Perhaps this is why I could respond to that encounter with the eagle as a sacred moment. He wasn't trying to sell me anything.
And maybe that's why I love Jesus too. As far as I can tell, he isn't trying to sell me anything either. In the Gospel I read more warnings about the trouble I'll see if I sign on than boasts about the great benefit package or the eternal retirement plan. And his love is just there, free and pervasive as air, whether I sign on or not.
Unlike him, and unlike the eagle, I have a hard time freely offering up the sacred. I want something in return: Affection. Influence. Stature. Money. Hey, I've got a family and an ego to feed too, you know.
Ah yes, the altar call and the collection plate, the blessed one-two punch, be it strong-arm or survival tactic, of every priest, every shaman, every rabbi, every preacher, every imam.
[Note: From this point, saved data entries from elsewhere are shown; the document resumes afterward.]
PR #1355, opened 2020-12-10
Zero out rest of page after bss during elf load

sanderssj:
The initial_len calculation was not zeroing out the remainder of the page
after the bss size. The ld-linux loader uses that space and expects it to be 
zero. The fix and elf debug code pulled from @wjhun's arm branch.

### DIFF
--- a/src/kernel/elf.c
+++ b/src/kernel/elf.c
@@ -2,6 +2,13 @@
 #include <elf64.h>
 #include <page.h>
 
+//#define ELF_DEBUG
+#ifdef ELF_DEBUG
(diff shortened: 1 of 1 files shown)


wjhun (approved):
The case covered here is when the data section ends in a middle of a page, yet bss is small enough to still not extend to the end of the page. elf/dl-minimal.c:malloc() in glibc will begin allocating from this unused portion after bss before turning to mmap. Assuming that such area is always zeroed, the accompanying calloc() doesn't actually zero memory. Nanos wasn't zeroing this area either, and thus calloc() in the loader was sometimes returning uncleared memory.

PR #1358, opened 2020-12-17
vm_exit(): add support for platform-specific VM halt function

francescolavra:
If the platform on which the kernel is running has a defined procedure to stop an instance, this procedure should be used not only when the instance is stopped from the cloud platform but also when the program finishes executing (unless the reboot_on_exit
manifest flag is set).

Perhaps that's why the poor have often been pagans. There are no collection plates in the woods. Or, at least if the shaman does pull one out, it's a lot easier to disappear into the underbrush. Jonathan pointed out to me that pagan simply means "people of the land." A pagan is someone who seeks the sacred in an encounter with the land. If you're in the business of packaging and selling sacred encounters, they make lousy customers. Kind of like selling ice to eskimos, as the saying goes. Which I suppose would be one reason why shamans hit an income ceiling a lot sooner than the figureheads of megachurches, and why pagans are still on the must-convert list for most organized religions.
We've driven them nearly to extinction by now, those people of the land. Which is perhaps why, like the Mountain Lion or the Timberwolf, they charm us now. I count as good friends some folks who would be honoured to be called pagans. Born-Again-Pagan is in in the Mother Earth-lovin', back-to-the-land movement I'm so drawn to. Christianity is the house of the overbearing and controlling parent they've finally moved out of. I can understand the urge to bolt.
But, God help me, I do want to win back the neo-pagans. Or at least, as Jesus did, to sit at table together and swap some parables. That eagle, as swift and majestic as he is, might be able to ride the wind all the way to Mount Doom to carry Sam and Frodo away from its angry fumes, but he cannot explain the foolish wisdom, the power perfected in weakness, the vulnerable love that bore them there, that pinned all the hopes of Middle Earth on these unlikely saviours.
And so, with as open a hand as I know how to extend, I make this invitation: Come, all ye pagans. Let us speak of eagles, and let us speak of Christ.